A few days ago, we posted the short announcement on the project site:
👉 New rsyslog AI Assistant — powered by DigitalOcean Gradient
This is the longer story: the plan, the first results, and what we think is sensible to do next.

Planned experiment, unexpectedly fast lift-off
This wasn’t a late-night “what if” hack. It was a planned, strategic experiment. We secured the right pieces up front so we could test an open-model assistant in a realistic environment, not a demo. Then the first try worked better than expected. Sensible reaction: show it early, call it a preview, learn from real users.
It runs on DigitalOcean Gradient with Llama 3.3 Instruct (70B). The interesting part isn’t the brand names; it’s the combination: open model + operational control. That is the first result that genuinely excites me. Open models are now strong enough to be useful for serious infrastructure topics. A year ago, I would have argued longer.
We’re still early. This is a preview, not a trophy.
Why Gradient (and what we actually gain)
Standing it up on Gradient was nearly as simple as creating a Custom GPT, only with knobs that actually matter: retrieval logic, prompt design, iteration speed. That means we can shape the system based on reality, not wishful thinking. Also helpful: we can switch models later (including commercial ones) without tearing down the wiring. No model lock-in gymnastics.

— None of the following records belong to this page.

PR #7929, opened 2025-03-31
Disable pre-generation of PQ keys on Android

Rawa:
By generating 2 PQ keys on start we slow the start up of the android app with out about 20%. On android we don't have the daemon running continously and by default PQ nor Multihop is enabled, thus all our users doing a cold start of the app will be 20% slower. 

Ideally the solution would be to conditionally & dynamically change the buffer size depending on what features are active, e.g PQ gives buffer of 1, PQ and Multihop gives a buffer of 2.

- - -
This change is [Reviewable](https://reviewable.io/reviews/mullvad/mullvadvpn-app/7929)

### DIFF
--- a/talpid-core/src/tunnel_state_machine/mod.rs
+++ b/talpid-core/src/tunnel_state_machine/mod.rs
@@ -25,6 +25,7 @@ use talpid_routing::RouteManagerHandle;
 #[cfg(target_os = "macos")]
 use talpid_tunnel::TunnelMetadata;
 use talpid_tunnel::{tun_provider::TunProvider, TunnelEvent};
+#[cfg(not(target_os = "android"))]
 use talpid_tunnel_config_client::classic_mceliece::spawn_keypair_generator;
 #[cfg(target_os = "macos")]
 use talpid_types::ErrorExt;
@@ -181,6 +182,10 @@ pub async fn spawn(
     });
 
     // Spawn a worker that pre-computes McEliece key pairs for PQ tunnels
+    //
+    // On Android we have a different lifecycle of the daemon and creating new keys on start up
+    // comes at a high cost, thus we let the generator be created lazily.
+    #[cfg(not(target_os = "android"))]
     spawn_keypair_generator();
 
     Ok(TunnelStateMachineHandle {


albin-mullvad (dismissed):
:lgtm:

> *[Reviewable](https://reviewable.io/reviews/mullvad/mullvadvpn-app/7929#-:-OMgjxvxEdPm5mJxEZDx:bnfp4nl)* status: <span>:shipit:</span> complete! all files reviewed, all discussions resolved

Rawa (commented):
The connection times when using PQ will be slower, taking about 1s from disconnected to connected, comparative to a few 100 ms, when having the app open and pressing connect. In other scenarios e.g pressing connect through tile, notification or booting with always-on VPN it is probably little to no improvement (however not tested). I think the main benefit would be having PQ and then switching relay, settings or reconnecting.

1. This would improve it for PQ but still affect all users' boot performance w/o having any benefit for the default scenario. Since we only generate 1 key it probably will be slightly better.
2. Since the daemon is stopped unless the user is in a connected state and not having the app in the foreground (not running as a daemon on desktop). This would basically help only help on re-connections (given that they use PQ) and first connection would be slower as it is today. It would also complicate the logic, dividing the implementation between desktop & android.
3. I don't think it would help the boot scenario since it takes about 1 second for the app to start on a Pixel 8A, it feels also quite arbitrary, we don't know that 500ms is a good number for all set of devices. This still has the problem of still generating keys when they are not to be used.

Disabling the pre-generation is not an ideal solution. However, we need to keep in mind that we are running on a mobile device where the entire daemon is killed upon the user being disconnected and not having the app in foreground, thus the caching does not add as much value as it does on desktop where the daemon is running continuously.

Goal with this PR is not to eliminate the logic all together long-term, I'd say we still want to do something like this on mobile, but rather unblock us from creating a new release.

 Let's discuss further offline.

> *[Reviewable](https://reviewable.io/reviews/mullvad/mullvadvpn-app/7929#-:-OMk1A_e5uNBUo28vqop:bujjynd)* status: <span>:shipit:</span> complete! all files reviewed, all discussions resolved

Rawa (commented):
After discussion, we've decided to simply start the keypair generator lazily on Android. This means if the users doesn't have PQ on the worker wont be started. Thus eliminating the pre-generation of keys, once a key is requested the worker will then be started automatically.

> *[Reviewable](https://reviewable.io/reviews/mullvad/mullvadvpn-app/7929#-:-OMkKGWu4uA5ClZytU-t:baod75y)* status: 0 of 2 files reviewed, all discussions resolved (waiting on @Rawa)

Serock3 (dismissed):
> Reviewed 1 of 2 files at r2, 1 of 1 files at r3, all commit messages.
> *[Reviewable](https://reviewable.io/reviews/mullvad/mullvadvpn-app/7929)* status: <span>:shipit:</span> complete! all files reviewed, all discussions resolved

Pururun (approved):
:lgtm:

> *[Reviewable](https://reviewable.io/reviews/mullvad/mullvadvpn-app/7929#-:-OMkYLN67rcAUqJyVPai:bnfp4nl)* status: <span>:shipit:</span> complete! all files reviewed, all discussions resolved

PR #7934, opened 2025-04-01
Update ListItem hover and pressed state colors

olmoh:
This change is [Reviewable](https://reviewable.io/reviews/mullvad/mullvadvpn-app/7934)


tobias-jarvelov (approved):

desktop/packages/mullvad-vpn/src/renderer/lib/components/list-item/components/list-item-item/ListItemItem.tsx
```diff
@@ -0,0 +1,29 @@
...
+
+import { useBackgroundColor } from './hooks';
+
+export interface ListItemItemProps {
+  children: React.ReactNode;
+}
+
+const StyledDiv = styled.div`
+  ${() => {
+    const backgroundColor = useBackgroundColor();
```
tobias-jarvelov, line 11: **note:** Didn't see this the first time around. This looks kinda funky and even if this works I'd argue we shouldn't use a hook inside a styled component. I can't say that it is an antipattern, but it at least feels like a code smell to me. Perhaps merely on the basis that it isn't a common pattern and the implications of calling a hook inside a styled component isn't known.

**suggestion:** Call the `useListItem` hook inside the `ListItemItem` component instead and pass `level` and `disabled` to the styled component as props, and then resolve the background color inside the arrow function:

```js
const StyledDiv = styled.div<TransientProps<Pick<ListItemContext, 'disabled' | 'level'>>`
  ${({ disabled, level }) => {
  const backgroundColor =   disabled ? levels[level].disabled : levels[level].enabled;

  return css`
    --background-color: ${backgroundColor};
  ...
```

```jsx
export const ListItemItem = ({ children }: ListItemItemProps) => {
  const { disabled, level } = useListItem();
  return <StyledDiv $disabled={disabled} $level={level}>{children}</StyledDiv>;
};
```

desktop/packages/mullvad-vpn/src/renderer/lib/components/list-item/components/list-item-trigger/ListItemTrigger.tsx
```diff
@@ -0,0 +1,42 @@
...
+import { ButtonBase } from '../../../button';
+import { useListItem } from '../../ListItemContext';
+
+// TODO: Colors should be replace with
+// with new color tokens once they are implemented.
+const StyledButton = styled(ButtonBase)<{ $disabled?: boolean }>`
+  display: flex;
+  width: 100%;
+  ${() => {
+    const { disabled } = useListItem();
```
tobias-jarvelov, line 13: **note:** See my other comment regarding hooks in styled components.

tobias-jarvelov (changes requested):

desktop/packages/mullvad-vpn/src/renderer/lib/components/list-item/components/list-item-item/ListItemItem.tsx
olmoh: Great feedback, makes sense and I agree that we should avoid this. Will fix.

desktop/packages/mullvad-vpn/src/renderer/lib/components/list-item/components/list-item-trigger/ListItemTrigger.tsx
```diff
@@ -0,0 +1,44 @@
...
+        }
+      `}
+      &&:focus-visible {
+        outline: 2px solid ${Colors.white};
+        outline-offset: -2px;
+        z-index: 10;
+      }
+    `;
+  }}
+`;
```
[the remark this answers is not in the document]
olmoh: Nice suggestion, looks cleaner so added it 💪

tobias-jarvelov (approved):
Looks good, but we probably want to convert the arrow functions to `function` declarations.

PR #7942, opened 2025-04-02
Mark trusted-metadata-signing-pubkeys as needing signatures to be edited

faern:
This file is extremely important to the installer downloader (and soon in app upgrades). When adding these keys we put strict codeowners permissions on it. But we should also make sure the file is always signed when changed.

- - -
This change is [Reviewable](https://reviewable.io/reviews/mullvad/mullvadvpn-app/7942)

### DIFF
--- a/.github/workflows/verify-locked-down-signatures.yml
+++ b/.github/workflows/verify-locked-down-signatures.yml
@@ -32,6 +32,7 @@ on:
       - building/linux-container-image.txt
       - building/android-container-image.txt
       - building/sigstore/**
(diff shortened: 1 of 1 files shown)


albin-mullvad (approved):
:lgtm: :lock: 

> *[Reviewable](https://reviewable.io/reviews/mullvad/mullvadvpn-app/7942#-:-OMqkBrK81dqmzo4Zhdp:bulrcak)* status: <span>:shipit:</span> complete! all files reviewed, all discussions resolved

PR #7946, opened 2025-04-02
Use mullvad api instead of urlsession in accounts proxy

rablador:
**Why this needs to be done**

All API calls should use the mullvad-api client, without replacing existing implementation.

**What needs to be done**

The account proxy should be implemented using mullvad-api, allowing us to move to the new implementation without removing the old code.

**Acceptance criteria**

There is a AccountsProxy implementation that uses mullvad-api.

**How to test**

Replace impl in `RESTProxyFactory -> createAccountsProxy()` with:
```
MullvadAccountProxy(
    transportProvider: APITransportProvider(requestFactory: MullvadApiRequestFactory(apiContext: apiContext)),
)
```

- - -
This change is [Reviewable](https://reviewable.io/reviews/mullvad/mullvadvpn-app/7946)

### DIFF
--- a/ios/MullvadMockData/MullvadREST/AccountsProxy+Stubs.swift
+++ b/ios/MullvadMockData/MullvadREST/AccountsProxy+Stubs.swift
@@ -13,25 +13,28 @@ import MullvadTypes
 struct AccountProxyStubError: Error {}
 
 struct AccountsProxyStub: RESTAccountHandling {
-    var createAccountResult: Result<REST.NewAccountData, Error> = .failure(AccountProxyStubError())
+    var createAccountResult: Result<NewAccountData, Error> = .failure(AccountProxyStubError())
     var deleteAccountResult: Result<Void, Error> = .failure(AccountProxyStubError())
     func createAccount(
         retryStrategy: REST.RetryStrategy,
-        completion: @escaping ProxyCompletionHandler<REST.NewAccountData>
+        completion: @escaping ProxyCompletionHandler<NewAccountData>
     ) -> Cancellable {
         completion(createAccountResult)
         return AnyCancellable()
     }
 
-    func getAccountData(accountNumber: String) -> any RESTRequestExecutor<Account> {
-        RESTRequestExecutorStub<Account>(success: {
-            Account(
-                id: accountNumber,
-                expiry: Calendar.current.date(byAdding: .day, value: 38, to: Date())!,
-                maxDevices: 1,
-                canAddDevices: true
-            )
-        })
+    func getAccountData(
+        accountNumber: String,
+        retryStrategy: REST.RetryStrategy,
+        completion: @escaping ProxyCompletionHandler<Account>
+    ) -> Cancellable {
+        completion(.success(Account(
+            id: accountNumber,
+            expiry: Calendar.current.date(byAdding: .day, value: 38, to: Date())!,
+            maxDevices: 1,
+            canAddDevices: true
+        )))
+        return AnyCancellable()
     }
 
     func deleteAccount(
--- a/ios/MullvadMockData/MullvadTypes/NewAccountDataMock.swift
+++ b/ios/MullvadMockData/MullvadTypes/NewAccountDataMock.swift
@@ -1,0 +1,23 @@
+//
+//  NewAccountDataMock.swift
+//  MullvadVPN
+//
+//  Created by Jon Petersson on 2025-04-08.
+//  Copyright © 2025 Mullvad VPN AB. All rights reserved.
+//
+
+import MullvadTypes
+
+extension NewAccountData {
+    public static func mockValue() -> NewAccountData {
+        return NewAccountData(
+            id: UUID().uuidString,
+            expiry: Date().addingTimeInterval(3600),
+            maxPorts: 2,
+            canAddPorts: false,
+            maxDevices: 5,
+            canAddDevices: false,
+            number: "1234567890123456"
+        )
+    }
+}
--- a/ios/MullvadREST/ApiHandlers/RESTAPIProxy.swift
+++ b/ios/MullvadREST/ApiHandlers/RESTAPIProxy.swift
@@ -12,37 +12,6 @@ import MullvadTypes
 import Operations
 import WireGuardKitTypes
 
-public protocol APIQuerying: Sendable {
-    func getAddressList(
-        retryStrategy: REST.RetryStrategy,
-        completionHandler: @escaping @Sendable ProxyCompletionHandler<[AnyIPEndpoint]>
-    ) -> Cancellable
-
-    func getRelays(
-        etag: String?,
-        retryStrategy: REST.RetryStrategy,
-        completionHandler: @escaping @Sendable ProxyCompletionHandler<REST.ServerRelaysCacheResponse>
-    ) -> Cancellable
-
-    func createApplePayment(
-        accountNumber: String,
-        receiptString: Data
-    ) -> any RESTRequestExecutor<REST.CreateApplePaymentResponse>
-
-    func sendProblemReport(
-        _ body: REST.ProblemReportRequest,
-        retryStrategy: REST.RetryStrategy,
-        completionHandler: @escaping @Sendable ProxyCompletionHandler<Void>
-    ) -> Cancellable
-
-    func submitVoucher(
-        voucherCode: String,
-        accountNumber: String,
-        retryStrategy: REST.RetryStrategy,
-        completionHandler: @escaping @Sendable ProxyCompletionHandler<REST.SubmitVoucherResponse>
-    ) -> Cancellable
-}
-
 extension REST {
     public final class APIProxy: Proxy<AuthProxyConfiguration>, APIQuerying, @unchecked Sendable {
         public init(configuration: AuthProxyConfiguration) {
--- a/ios/MullvadREST/ApiHandlers/RESTAccountsProxy.swift
+++ b/ios/MullvadREST/ApiHandlers/RESTAccountsProxy.swift
@@ -9,21 +9,6 @@
 import Foundation
 import MullvadTypes
 
-public protocol RESTAccountHandling: Sendable {
-    func createAccount(
-        retryStrategy: REST.RetryStrategy,
-        completion: @escaping @Sendable ProxyCompletionHandler<REST.NewAccountData>
-    ) -> Cancellable
-
-    func getAccountData(accountNumber: String) -> any RESTRequestExecutor<Account>
-
-    func deleteAccount(
-        accountNumber: String,
-        retryStrategy: REST.RetryStrategy,
-        completion: @escaping ProxyCompletionHandler<Void>
-    ) -> Cancellable
-}
-
 extension REST {
     public final class AccountsProxy: Proxy<AuthProxyConfiguration>, RESTAccountHandling, @unchecked Sendable {
         public init(configuration: AuthProxyConfiguration) {
@@ -64,7 +49,11 @@ extension REST {
             return executor.execute(retryStrategy: retryStrategy, completionHandler: completion)
         }
 
-        public func getAccountData(accountNumber: String) -> any RESTRequestExecutor<Account> {
+        public func getAccountData(
+            accountNumber: String,
+            retryStrategy: REST.RetryStrategy,
+            completion: @escaping ProxyCompletionHandler<Account>
+        ) -> Cancellable {
             let requestHandler = AnyRequestHandler(
                 createURLRequest: { endpoint, authorization in
                     var requestBuilder = try self.requestFactory.createRequestBuilder(
@@ -85,11 +74,13 @@ extension REST {
                 with: responseDecoder
             )
 
-            return makeRequestExecutor(
+            let executor = makeRequestExecutor(
                 name: "get-my-account",
                 requestHandler: requestHandler,
                 responseHandler: responseHandler
             )
+
+            return executor.execute(retryStrategy: retryStrategy, completionHandler: completion)
         }
 
         public func deleteAccount(
@@ -133,29 +124,5 @@ extension REST {
 
             return executor.execute(retryStrategy: retryStrategy, completionHandler: completion)
         }
-    }
-
-    public struct NewAccountData: Decodable, Sendable {
-        public let id: String
-        public let expiry: Date
-        public let maxPorts: Int
-        public let canAddPorts: Bool
-        public let maxDevices: Int
-        public let canAddDevices: Bool
-        public let number: String
-    }
-}
-
-extension REST.NewAccountData {
-    public static func mockValue() -> REST.NewAccountData {
-        return REST.NewAccountData(
-            id: UUID().uuidString,
-            expiry: Date().addingTimeInterval(3600),
-            maxPorts: 2,
-            canAddPorts: false,
-            maxDevices: 5,
-            canAddDevices: false,
-            number: "1234567890123456"
-        )
     }
 }
--- a/ios/MullvadREST/ApiHandlers/ServerRelaysResponse.swift
+++ b/ios/MullvadREST/ApiHandlers/ServerRelaysResponse.swift
@@ -138,7 +138,11 @@ extension REST {
         public let wireguard: ServerWireguardTunnels
         public let bridge: ServerBridges
 
-        public init(locations: [String: ServerLocation], wireguard: ServerWireguardTunnels, bridge: ServerBridges) {
+        public init(
+            locations: [String: ServerLocation],
+            wireguard: ServerWireguardTunnels,
+            bridge: ServerBridges
+        ) {
             self.locations = locations
             self.wireguard = wireguard
             self.bridge = bridge
--- a/ios/MullvadREST/MullvadAPI/APIHandlers/MullvadAPIProxy.swift
+++ b/ios/MullvadREST/MullvadAPI/APIHandlers/MullvadAPIProxy.swift
@@ -11,6 +11,37 @@ import MullvadTypes
 import Operations
 import WireGuardKitTypes
 
+public protocol APIQuerying: Sendable {
+    func getAddressList(
+        retryStrategy: REST.RetryStrategy,
+        completionHandler: @escaping @Sendable ProxyCompletionHandler<[AnyIPEndpoint]>
+    ) -> Cancellable
+
+    func getRelays(
+        etag: String?,
+        retryStrategy: REST.RetryStrategy,
+        completionHandler: @escaping @Sendable ProxyCompletionHandler<REST.ServerRelaysCacheResponse>
+    ) -> Cancellable
+
+    func createApplePayment(
+        accountNumber: String,
+        receiptString: Data
+    ) -> any RESTRequestExecutor<REST.CreateApplePaymentResponse>
+
+    func sendProblemReport(
+        _ body: REST.ProblemReportRequest,
+        retryStrategy: REST.RetryStrategy,
+        completionHandler: @escaping @Sendable ProxyCompletionHandler<Void>
+    ) -> Cancellable
+
+    func submitVoucher(
+        voucherCode: String,
+        accountNumber: String,
+        retryStrategy: REST.RetryStrategy,
+        completionHandler: @escaping @Sendable ProxyCompletionHandler<REST.SubmitVoucherResponse>
+    ) -> Cancellable
+}
+
 extension REST {
     public final class MullvadAPIProxy: APIQuerying, @unchecked Sendable {
         let transportProvider: APITransportProviderProtocol
--- a/ios/MullvadREST/MullvadAPI/APIHandlers/MullvadAccountProxy.swift
+++ b/ios/MullvadREST/MullvadAPI/APIHandlers/MullvadAccountProxy.swift
@@ -1,0 +1,125 @@
+//
+//  MullvadAccountProxy.swift
+//  MullvadVPN
+//
+//  Created by Jon Petersson on 2025-03-31.
+//  Copyright © 2025 Mullvad VPN AB. All rights reserved.
+//
+
+import MullvadRustRuntime
+import MullvadTypes
+import Operations
+import WireGuardKitTypes
+
+public protocol RESTAccountHandling: Sendable {
+    func createAccount(
+        retryStrategy: REST.RetryStrategy,
+        completion: @escaping @Sendable ProxyCompletionHandler<NewAccountData>
+    ) -> Cancellable
+
+    func getAccountData(
+        accountNumber: String,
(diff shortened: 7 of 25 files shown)


acb-mv (commented):
> Reviewed 12 of 20 files at r1.
> *[Reviewable](https://reviewable.io/reviews/mullvad/mullvadvpn-app/7946)* status: 12 of 20 files reviewed, 1 unresolved discussion

___
*[`ios/MullvadREST/MullvadAPI/APIHandlers/MullvadAccountProxy.swift` line 22 at r1](https://reviewable.io/reviews/mullvad/mullvadvpn-app/7946#-OMvmBWpAz4rinPykR6w:-OMvmBWpAz4rinPykR6x:b-mx5dq6) ([raw file](https://github.com/mullvad/mullvadvpn-app/blob/fe0e929a0596ee26ad835d34130acc7a5b838fcf/ios/MullvadREST/MullvadAPI/APIHandlers/MullvadAccountProxy.swift#L22)):*
> ```Swift
>     func getAccountData(
>         accountNumber: String,
>         retryStrategy: REST.RetryStrategy,
> ```

Perhaps it would make sense to add a default value of `.default` for `retryStrategy` to avoid needing to add this in cases where the default is good enough?

buggmagnet (dismissed):
:lgtm:

> Reviewed 18 of 20 files at r1, 1 of 1 files at r2, all commit messages.
> *[Reviewable](https://reviewable.io/reviews/mullvad/mullvadvpn-app/7946#-:-OMvue-886yrjKyw-JvX:bnfp4nl)* status: 19 of 20 files reviewed, 1 unresolved discussion (waiting on @rablador)

MarkusPettersson98 (commented):
> Reviewed 1 of 20 files at r1, all commit messages.
> *[Reviewable](https://reviewable.io/reviews/mullvad/mullvadvpn-app/7946)* status: 19 of 20 files reviewed, 5 unresolved discussions (waiting on @rablador)

___
*[`mullvad-ios/src/api_client/account.rs` line 44 at r2](https://reviewable.io/reviews/mullvad/mullvadvpn-app/7946#-OMzqxLoCR-mh4bQCshJ:-OMzqxLoCR-mh4bQCshK:bigc0bv) ([raw file](https://github.com/mullvad/mullvadvpn-app/blob/062f8ef8955bf18a1fe21761402bf4b51416c9f9/mullvad-ios/src/api_client/account.rs#L44)):*
> ```XML
> 
>     let api_context = api_context.into_rust_context();
>     let retry_strategy = unsafe { retry_strategy.into_rust() };
> ```

Please annotate all use of `unsafe` with `// SAFETY: <why this is safe>` comments :blush:



_Code quote:_
```XML
    let retry_strategy = unsafe { retry_strategy.into_rust() };
```
___
*[`mullvad-api/src/lib.rs` line 514 at r2](https://reviewable.io/reviews/mullvad/mullvadvpn-app/7946#-OMzpTyO0XFyU_1TxzLS:-OMzpTyO0XFyU_1TxzLT:bxgwgnf) ([raw file](https://github.com/mullvad/mullvadvpn-app/blob/062f8ef8955bf18a1fe21761402bf4b51416c9f9/mullvad-api/src/lib.rs#L514)):*
> ```XML
>             let data = request.await?.deserialize().await?;
>             Ok(data)
>         }
> ```

:pick: In this case, the `let data = ..` binding is overkill since the branch operator `?` doesn't coerce the `Error` returned by `deserialize` into a different error type. Thus, the closure can be simplified to

```rust
async move { request.await?.deserialize().await }
```



_Code quote:_
```XML
        async move {
            let data = request.await?.deserialize().await?;
            Ok(data)
        }
```

rablador (commented):
> *[Reviewable](https://reviewable.io/reviews/mullvad/mullvadvpn-app/7946)* status: 19 of 20 files reviewed, 5 unresolved discussions (waiting on @acb-mv and @MarkusPettersson98)

___
*[`ios/MullvadREST/MullvadAPI/APIHandlers/MullvadAccountProxy.swift` line 22 at r1](https://reviewable.io/reviews/mullvad/mullvadvpn-app/7946#-OMvmBWpAz4rinPykR6w:-ON-QjYrCTCzssW41Acu:b-yohi24) ([raw file](https://github.com/mullvad/mullvadvpn-app/blob/fe0e929a0596ee26ad835d34130acc7a5b838fcf/ios/MullvadREST/MullvadAPI/APIHandlers/MullvadAccountProxy.swift#L22)):*

Perhaps it would make sense to add a default value of `.default` for `retryStrategy` to avoid needing to add this in cases where the default is good enough?
</blockquote></details>

Current default actually seems to be `noRetry` for `RequestExecutor`. We could add a default for this, but I think it might give the wrong idea that `default` is used if omitted.
___
*[`mullvad-api/src/lib.rs` line 514 at r2](https://reviewable.io/reviews/mullvad/mullvadvpn-app/7946#-OMzpTyO0XFyU_1TxzLS:-ON-Re-X1FwWbXLLdTLk:bcn3o5h) ([raw file](https://github.com/mullvad/mullvadvpn-app/blob/062f8ef8955bf18a1fe21761402bf4b51416c9f9/mullvad-api/src/lib.rs#L514)):*

:pick: In this case, the `let data = ..` binding is overkill since the branch operator `?` doesn't coerce the `Error` returned by `deserialize` into a different error type. Thus, the closure can be simplified to

```rust
async move { request.await?.deserialize().await }
```
</blockquote></details>

Ah, right!

MarkusPettersson98 (commented):
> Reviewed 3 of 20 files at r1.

And a practical note: the site integration is… boringly simple. A small script. Which is exactly the kind of boring you want in production. It makes a login-free assistant on rsyslog.com a realistic near-term step, not a “someday” slide.
We haven’t learned a ton from production usage yet. That’s deliberate. QA workflow, evaluation metrics, and knowledge enrichment are coming online next. We’ll tune, measure, repeat. (Not glamorous, but highly effective.)
Sponsorships and sustainability
Thanks to DigitalOcean (DO) infrastructure sponsorship on Gradient and engineering time sponsored by Adiscon, we can observe real usage before deciding on any cost levers. If adoption grows very fast, we may need to introduce a sustainable model for business use; non-business use will remain free. The current sponsorships let us learn what’s actually needed before making any decisions.
Open models, real control
The headline insight so far is simple: open models work for our use case, and having full control over the stack aligns with how rsyslog has always been run. That opens a useful door: self-hosted or internal assistants that large orgs can operate on their own infrastructure, combining local knowledge with our curated content. Full sovereignty, no vendor dependency, and clean interfaces so components can be swapped, not worshipped. This direction also aligns with our broader ROSI – rsyslog open stack for information thinking: open, composable, and swap-friendly.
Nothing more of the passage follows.